C'mon now. I cant imagine why all of the riders in the tour dont use fixies until they get to the mountain stages. The rest of the post reads like "It works for me, and how I like to ride." Fair enough, and more power to ya.



Fixintogo said:


> It's efficient. It's pure. It wasn't "fashionable" until the bike mags and the bike websites decided it was fashionable.


Sure, it was fashionable before mags got into it, now its just mainstreamed, there can be fashions in any subculture. As far as efficiency goes, whats more efficient about not being able to coast down a hill?



midwesst said:


> Better control (traction) in slippery conditions.


Reread my post about someone almost dying in slippery conditions. Those of us with freewheels and brakes didnt have any problems that night. your method of driving the rear wheel has no impact on friction between the tire and the road.

Look, Ive got nothing against riding a fixed gear, Ive done it and will do it again, but dont sell it for something its not.


----------



## Tracerboy (Oct 13, 2002)

Fluid Dynamics said:


> As far as efficiency goes, whats more efficient about not being able to coast down a hill?
> 
> :


Well, because pedaling is faster than coasting.
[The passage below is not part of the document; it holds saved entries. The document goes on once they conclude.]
Issue #1635, opened 2018-06-09
Leading `-` should not get converted to underscores.


gilch:
If you define a converter function with a name like
```
(defn ->foo [] ...)
```
Then it becomes module-private and you can't import it with `*`. (Unless you override this with `__all__`.) This is a gotcha that Hy doesn't need.

I propose we revise the mangling rules to distinguish leading `-`s from leading `_`s. Any internal `-` will continue to mangle to `_` as now, but if they're in the lead, it becomes `XhyphenHminusX`s, or preferably something shorter like `XsubX`s if we do the short names #1577. But leading `_` won't change.

We could also distinguish non-leading `_`s from `-`s for full reversibility by converting them to `Xlow_lineX` (or `XscoreX`).

Dunder names would look weird if we had to write them like `__init--`, so trailing `_`s will use the same rule as for the leading `_`s. Then we'd write `__init__` etc.

Examples,
```
=> (mangle "->>")
'hyx_XsubXXgtXgtX'
=> (mangle "->foo")
'hyx_XsubXXgtXfoo'
=> (mangle "foo->bar")
'hyx_foo_XgtXbar'
=> (mangle "_spam-eggs")
'_spam_eggs'
=> (mangle "_spam_eggs")
'_hyx_spamXscoreXeggs'
=> (mangle "__init__")
'__init__'
=> (mangle "--init--")
'hyx_XsubXXsubXinitXsubXXsubX'
=> (mangle "_-_")
'_hyx_XsubX_
=> (mangle "-_-")
'hyx_XsubXXscoreXXsubX'
=> (mangle "__")
'__'
```
In summary, special characters get mangled to X-quoted forms except for leading `_`s, trailing `_`s, and internal `-`, which all convert to `_`.

Kodiologist:
I have to admit that I never considered the possiblity of beginning a name with `->`; when I've seen that digraph in Lisp names before, it's been in the middle of the name.

> I propose we revise the mangling rules to distinguish leading `-`s from leading `_`s. Any internal `-` will continue to mangle to `_` as now, but if they're in the lead, it becomes `XhyphenHminusX`s, or preferably something shorter like `XsubX`s if we do the short names #1577. But leading `_` won't change.

That sounds reasonable.

> We could also distinguish non-leading `_`s from `-`s for full reversibility by converting them to `Xlow_lineX` (or `XscoreX`).

[...]

PR #1636, opened 2018-06-11
Style guide update.

### LINKED ISSUE #1062: Style guide: When to use underscores?

### LINKED ISSUE #1069: Style guide: suggest an extra space where Clojure uses comma.
In an `assoc`/`map`/`let`, etc. usually Clojure uses line breaks to show pairs.

``` Clojure
{1 11
 2 22
 3 33}
```

Hy also adopts this style where applicable. More lines aren't more readable in every situation. Too much whitespace is also noise. But Clojure has an alternative of using commas when it's short enough to fit on one line:

``` Clojure
{1 11, 2 22, 3 33}
```

The pairs are still distinct, even if there are many of them:

``` Clojure
{1 9, 2 8, 3 7, 4 6, 5 5, 6 4, 7 3, 8 2, 9 1}
```

If you wrote this without commas, it could be difficult to tell key from value in the middle.

``` Clojure
{1 9 2 8 3 7 4 6 5 5 6 4 7 3 8 2 9 1}
```

This is rightly considered bad style in Clojure.

Hy can't use commas this way, and I don't really want to change that #198, but Hy could use a space instead of a comma:

``` Hy
{1 9  2 8  3 7  4 6  5 5  6 4  7 3  8 2  9 1}
```

In a fixed-width font, the pairs are still distinct. Programmers nearly always use a fixed-width font.

I suggest adding this format to Hy's style guide, and adjusting Hy's editing tools to use it as well.

gilch:
The style guide is in dire need of an update. The original contained errors, was silent on important points, was unclear about some things, and the language has evolved significantly since then.

Closes #1062 
Closes #1069 

This is a major update. I consider most of this tentative and up for discussion. But the three laws represent decades of Lisp convention (it's how Emacs does it), and are _required_ for [Parinfer](https://shaunlebron.github.io/parinfer/) to work. Parinfer's gentle learning curve compared to full-on Paredit and the way indentation-based blocks come naturally to Pythonistas make it a great fit for Hy's audience. I would _really_ hate to give that up.

I also think that the rule that ending brackets end the line dramatically improve code clarity, but I'm not sure how strict we want to be about it.

The rest is just kind of how I do things at the moment. I'd reconsider if you have good reasons. But I think this is enough of an improvement that we might want to just merge this and continue discussing further changes from there. But please, point out any bugs or typos you spot before.

Some of this also assumes changes that haven't been merged yet, like #1612. And fixing #1635 could also simplify parts.

@ekaschalk this is closely related to hy-mode. Have we left out anything important? Are there suggestions that you'd object to including in hy-mode?

@paultag this has the potential to spark heated disagreements, which is why I've avoided updating it for so long. We might need an arbiter.


Kodiologist:
Ryan, did you mean to attach those comments to particular lines of the file?

Matthew, I don't personally like the style you've advocated here, but I didn't like the previous version, either, so I see no reason to object to the changes. My only serious objection to merging this is that #1612 isn't in yet. Ultimately, my preference would be not to include any style guide in the reference manual, since style is idiosyncratic and liable to change over time. Personal blog posts, like Paul's original post, are an example of a better medium for this subject.

While you're editing the style guide, though, here are some more suggestions:

- Remove the epigraphs. I'm not against epigraphs or humor, but I don't think these quotes are good choices because they have no apparent relation to the content except for containing the word "style".
- If we're going to include that koan in the manual, let's explain what it's supposed to mean. I for one have no idea what it means.
- Describing the design goals of Hy (here listed under "The Tao of Hy") is good, but a style guide isn't the right place for it. Let's move this material to elsewhere in the manual.

ekaschalk:
Few comments.

On outlines:

1. Outlines in-general are not `;;;`-styled. Only emacs-lisp has that and
   would've been changed if not for historical compatibility (see
   `outline-regexp`). Outlines in Hy are `;; *`-styled. This is the same for
   clojure-mode and common-lisp-mode.
2. I don't think it should be mentioned or recommended explicitly as it is Emacs
   only. 

On `#_` usage:

1. This recently has syntax highlighting support. But no editing support, I see
   (un)-capturing the current/next/prev/containing-defun forms in `#_` as
   possibilities.

On indentation:

1. If indentation is being finalized, then which symbols yield special
   indentation should be finalized. I'm not sure if this list should be
   referenced in the style guide, but at a minimum it should correspond to
   Emacs's defaults (eg. `setv` isn't specially indented).

On `-` vs `_`:

1. I really don't like `__` prefixed dunders/private methods. One of my favorite
   parts of lisp not having to reach for the shift key as often. 

2. Less joking, why is the line drawn at dunders? What about imports, they
   reference specific files that are underscored. I'd prefer us to go all-in on hyphens.

3. I don't find the negative argument convincing. `(+ -foo 1)` doesn't add the
   `negated` foo, and this is imo obvious.
   
4. Perhaps fix a recommendation for unused arguments `(setv [x -] x-y)` as I
   could see `_` being a reasonable choice.

On everything else:

1. I think a very short section on mangling might be appropriate. It is relevant
   when designing hy code that is to be imported and ran within python.
2. DTRT acronym I had to look up, wasn't clear to me.
3. Not personally a fan of leading with the koan.
4. Typo, your coding style section has `(setv square? [x] ...`).
5. I don't agree with 100 char limit. I'd rather defer to PEP8 at 79 lines.

Kodiologist:
> Perhaps fix a recommendation for unused arguments `(setv [x -] x-y)` as I
could see `_` being a reasonable choice.

Careful, assigning to `-` or `_` will shadow the shadow `-` operator. So while it's handy in Python, it's probably unwise in Hy.

ekaschalk:
Ah that's a silly mistake, thanks for pointing that out. I suppose I will switch to `--` instead.

kirbyfan64:
> Ryan, did you mean to attach those comments to particular lines of the file?

WTH my mobile GitHub client is screwing with me. :neutral_face: I'll delete them and re-add them to the proper lines...

docs/style-guide.rst
```diff
@@ -51,90 +50,558 @@ into the making of Hy.
...
+
+    ;; Acceptable if the list is long. (Three isn't that long though.)
+    ;; This is better for version control line diffs.
+    [
+     (foo)
+     (bar)
+     (baz)
+     #_ /]
+
+    ;; Unacceptable and an syntax error. Lost a bracket.
```
kirbyfan64: and **a** syntax error

docs/style-guide.rst
```diff
@@ -51,90 +50,558 @@ into the making of Hy.
...
+    [(foo)
+     ;; (bar)
+     ;; (baz)]
+
+    ;; Unacceptable. Broke law #1.
```
kirbyfan64: Maybe be explicit that these few examples are for commenting out list items? Took me a few moments to realize it.

docs/style-guide.rst
```diff
@@ -51,90 +50,558 @@ into the making of Hy.
...
+
+    ;; Be consistent. Separate all groups the same way in a form.
+
+    {1 9  2 8
+     3 7  4 6  5 5}  ; Pick one or the other!
+    {1 9  2 8 3 7  4 6  5 5}  ; You forgot something.
+
+    ;; Groups of one must also be consistent.
+
+    (foo 1 2 3}  ; No need for extra spaces here.
```
kirbyfan64: ( and }?

docs/style-guide.rst
```diff
@@ -51,90 +50,558 @@ into the making of Hy.
...
+                 #* args  ; #* goes with what it unpacks.
+                 #** kwargs)
+
+    ;; Yep, those are pairs too.
+    (setv x 1
+          y 2)
+
++ Macros and special forms can have "special" arguments that are indented like function arguments.
+
++ Indent the non-special arguments (usually the body) one space past the parent bracket.
```
kirbyfan64: These two bullet points should probably be together to make it easier to see the connection.

docs/style-guide.rst
```diff
@@ -51,90 +50,558 @@ into the making of Hy.
...
+    ;; Headers should only be one line.
+    ;; This is non-header commentary, but not about a particular form.
+    ;; These can span multiple lines.
+    ;; These are separated from the next form or form comment by a blank line.
 
-   ;; Style-compliant but just states the obvious
-   (setv ind (dec x))  ; sets index to x-1
+    ;; Good.
+    (setv ind (dec x))  ; indexing starts from 0
+                                            ; margin comment continues on the next line.
```
kirbyfan64: Was the extra indentation accidental or intentional? I don't see anything here really justifying that.

docs/style-guide.rst
```diff
@@ -51,90 +50,558 @@ into the making of Hy.
...
 
+Prefer docstrings to comments where applicable--in ``defn``, ``defclass``, and at the top of the module.
 
-+ Inline comments shall be two spaces from the end of the code; they
-  must always have a space between the comment character and the start
-  of the comment. Also, try to not comment the obvious.
+The ``(comment)`` macro is still subject to the three laws.
+If you're tempted to violate them, consider discarding a string instead with ``#_``.
+
+Semicolon comments shall start with some number of semicolons
```
kirbyfan64: Maybe mention that semicolon count guidance is below?

docs/style-guide.rst
gilch: Wow, I think I need a better font. This was barely visible in my Editor. Switching to Source Code Pro.

Kodiologist: I'm a fan of DejaVu Sans Mono. Before that, I stuck to Andale Mono.

docs/style-guide.rst
gilch: So like
```
+ Macros and special forms can have "special" arguments that are indented like function arguments.
  Indent the non-special arguments (usually the body) one space past the parent bracket.
```
?

docs/style-guide.rst
gilch: Yeah we should probably discuss that a bit more. The Clojure Style Guide (linked in the thanks section at the bottom, even in the current version) uses the term "[margin comments](https://github.com/bbatsov/clojure-style-guide#one-semicolon-for-margin-comments)".

@ekaschalk Emacs likes to indent Hy's `;` comments to column 32, but it's column 40 in clojure-mode, and lisp-mode. I'm pretty sure I've seen column-aligned comments like this in Common Lisp code. I think they call them "column comments". How would you want to handle these?

Should "margin comments" be a separate idea from the "column comments"? Should we forbid continuing margin comments on an otherwise blank line in the style guide? Should we get rid of the 2-space margin comments and only recommend column comments? Something else?

docs/style-guide.rst
gilch: Too long before the example? @ekaschalk was suggesting we ditch the headers altogether, that would make this section shorter. Then we'd only have the `;` and `;;` styles.

gilch:
> Can we ditch the shalls? should sounds less intense IMO.

The current version uses "shall", so I rolled with it. "Should" works for me though.

> Kinda related to the above, one nice thing about Effective Dart is the use of all-caps signal words like DO and PREFER in a consistent fashion to make it easier to break down the guide, and it'd be especially nice in a style guide this big.

PEP-8 is using "Yes:" and "No:". I can try to make those more consistent and in all caps. Maybe "PREFERRED", "OK", and "BAD"?

gilch:
> On outlines

OK, so remove the `;;;` and `;;;;` styles from the guide altogether then?

> On #_ usage

I'm not sure I understand what you mean. I noticed clojure-mode highlights discarded forms like comments. I'm not sure if we want the editor to have a command to insert #_ for a selection. Does clojure-mode do that? Usually you won't need to insert that many. The editor can do `;;` comments already. We just have to be more careful when commenting out closing brackets. Lisp more expression-oriented than line-oriented.

> On indentation

If you want to be that complete, we should probably go over all the special forms one-by-one. And the core macros too. Maybe even extra and contrib macros. 

I hope I got the "special indent" terminology right here. So in a `defn`, the name and lambda list are special but the body is not, right?

In any macro or special form with a body (written `&rest body` in the macros), the body is not special. If the body is last (always is, I think), then the other args are special. I'm not sure about docstrings. Maybe those should be special too? But the extra indent is not really a good thing inside the string itself, so maybe no.

Your example was `setv`. In the proposed style guide so far, acceptable styles would be
```
;; extra space
(setv x 1  y 2)
;; standard function indent
(setv x 1
       y 2)
;; alternative function indent--1 space past parent bracket.
(setv
  x 1
  y 2)
```
And the second is preferred over the third, just like for functions, which never have special arguments.

In the case of `if`, I think I've seen the else clause treated as special in emacs lisp, but not in Clojure. I'm not sure which that should be.

> `(setv square? [x]`

Hah. That was in the original and I didn't notice.

ekaschalk:
> OK, so remove the ;;; and ;;;; styles from the guide altogether then?

I think so, the people gaining utility from that, wouldn't need to be told about it.

> #_ 

Our existing support is very similar to Clojure's. I was considering a binding that would, say, insert (or remove) a `#_` before the containing form at point. Simple QOL stuff, not sure if Clojure has anything like it, but I don't think that matters.

> I hope I got the "special indent" terminology right here.

Anything other than a normal indent is special. A normal indent is right now: no args on same line of form opener -> 1+ indent used, args on same line of opener -> indent at first arg.

Anything at the same depth as the `defn` is indented specially (1+ regardless if whether args on same line as `defn` or not). Indentation is entirely determined by the symbol opening the form (atm).

> If you want to be that complete, we should probably go over all the special forms one-by-one. And the core macros too. Maybe even extra and contrib macros.

I think this is a useful discussion to have. The sooner we finalize indentation, the better.

gilch:
> DTRT acronym I had to look up, wasn't clear to me.

So did I. I'll spell it out then.

> I don't agree with 100 char limit. I'd rather defer to PEP8 at 79 lines

We're still using punchcards. Le sigh. All right. We're based on Python, so let's follow all of PEP-8's rules on that point. (This will include the even shorter limits for docstrings, which could leak to Python anyway. I should have had that in there already.)

ekaschalk:
> We're still using punchcards. 

I choose my zoom level on my laptop/desktop to fit 2/4 windows open respectively side by side assuming 80 characters. I'm sure I'm not the only one who bases their layouts with that assumption.

docs/style-guide.rst
gilch: Was using IntelliJ with Python plugins (PyCharm, basically) The one it had before was just called `Monospaced`. I wonder if that's the default. The curlies looked like parens with a little dot.

Source Code Pro is the default for Spacemacs, so I'm used to it.

gilch:
I don't get the koan macro either. The epigraphs are not my fault. The current version has them, and this PR simply didn't change that. I think removing those or moving the design goals should be done in a separate PR. This one is big enough already.

gilch:
@kirbyfan64, I tried adding more consistent landmarks, including more headers and all-caps signal words to hopefully make it easier to break down. Let me know if it goes far enough.

I reworded to avoid "shall"s, and I also rewrote a lot of the commentary, but mostly kept the code examples. I also added more rules. So you might want to re-read everything.

I would still consider most of this tentative even if merged, but the community might not have even thought of some of these issues, so I think we can have a more productive discussion with a framework to start from. So I added "As in Python, we expect the style of Hy to be refined over time in practice." to the conclusion.

Some of the subsections could be reordered for clarity, but that's best saved for another commit, or it would have make the diff completely unrecognizable.

Kodiologist:
@kirbyfan64, I think the ball's in your court to assess whether you're happy with the changes.

refi64:
Ugh so super sorry, I literally never realized that this was still hanging here. @gilch are you still interested in this? If so, I'll give this a pass again for approval.

gilch:
@refi64 sure, give it another pass.

docs/style-guide.rst
```diff
@@ -51,126 +50,952 @@ into the making of Hy.
...
+    {"foo" "spam"  "bar" "eggs"  "baz" "bacon"}
+
+    ;; OK. Yep, those are pairs too.
+    (setv x 1
+          y 2)
+
+    ;; PREFERRED. This fits on one line.
+    (setv x 1  y 2)
+
+    ;; BAD. Doesn't separate groups.
```
refi64: nit: there's no preferred example for the if, only "ok" so it's not clear if there's actually a preference for something else. I'm guessing preferred would be (based on the previous examples):

```hy
(print (if (< n 0.0) "negative"
           (= n 0.0) "zero"
           ...))
```

gilch: It's been a while since I wrote this, so I don't remember exactly why there's no example for that.

Unfortunately, other Lisps don't completely agree on how to indent `if`s (The three laws always apply, of course.), so I'm not sure what the preference should be. I suppose I can pick one and be more explicit about it, as I said last year, 
> I would still consider most of this tentative even if merged, but the community might not have even thought of some of these issues, so I think we can have a more productive discussion with a framework to start from.

Emacs style dedents the else clause slightly.
```
;; OK?
(if (predicate? x)
  (bar x)
 (baz x))
```
Clojure style does not.
```
;; PREFERRED?
(if (predicate? x)
  (bar x)
  (baz x))
```
If there are any elif parts, then Hy's `if` is most similar to Clojure's `cond` or Arc's `if`.
```
;; PREFERRED?
(if (< n 0.0) "negative"
    (= n 0.0) "zero"
    (> n 0.0) "positive"
    "not a number")
```
Maybe this looks weird if there's only a then and else part:
```
;; OK?
(if (predicate? x) (bar x)
  (baz x))
```
Clojure's style guide [recommends](https://github.com/bbatsov/clojure-style-guide#short-forms-in-cond) that `cond` pairs be simple enough to fit on one line, or where not possible, separated with comments or blank lines. One could always factor out functions, I suppose, but do blocks may also be OK.

gilch:
@refi64 I fixed a small merge conflict. I'm inclined to merge this as-is and fix the nits afterwards. Doc fixes only require one approval if I recall.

When messengers are on the job, time is money. You make that stop, you get another package. If you don't coast, you don't slow down. Your bike doesn't break because there's nothing on it TO break, so you have no down toime. Make that drop, grab another. Bike messengers were riding fixies long before the rest of the world jumped on board. Turns out, they were onto something. I can't remember the last time I rode a bike that coasted.


----------



## usr666 (Jul 13, 2004)

mateoway said:


> It's kinda funny to watch as the thief makes his getaway and tries to slow down or go around a corner and the pedals keep turning as he goes over the bars in a tangled mess.


Fellow messenger leaned his brakeless fixed at a really quick pickup just outside the downtown area of Cleveland, guy came along and decided that it was his... the messenger got the package, saw the guy on the bike trying, and I do mean trying to ride it... he pretty much ran up to the guy with his lock, wacked him in the back, knocked em off and got his bike back ha.


----------



## teamdicky (Jan 12, 2004)

*because...*

everytime I ride any other bike at work I am missing my fixed before I even get there. I have been fixed for over two years and I have been accident free(knock on wood). I can ride with decent sized loads on the bars without having to reach for brake levers. The only things that kept me from trying it for years was expense and the "oh, it's dangerous" mystique. Now it just feels right.
As for the guy who flew out into traffic, I think you have to approach riding fixed with respect. I have seen guys hop right on with no brakes and swim and I have seen a lot of guys sink.
The only maintainence I do on my bike is tension the chain once in a while and fix flats. I can say that I used to spend a fair amount of time keeping my work bike operable before going fixie.


----------



## evilbeaver (Jul 23, 2005)

usr666 said:


> Fellow messenger leaned his brakeless fixed at a really quick pickup just outside the downtown area of Cleveland, guy came along and decided that it was his... the messenger got the package, saw the guy on the bike trying, and I do mean trying to ride it... he pretty much ran up to the guy with his lock, wacked him in the back, knocked em off and got his bike back ha.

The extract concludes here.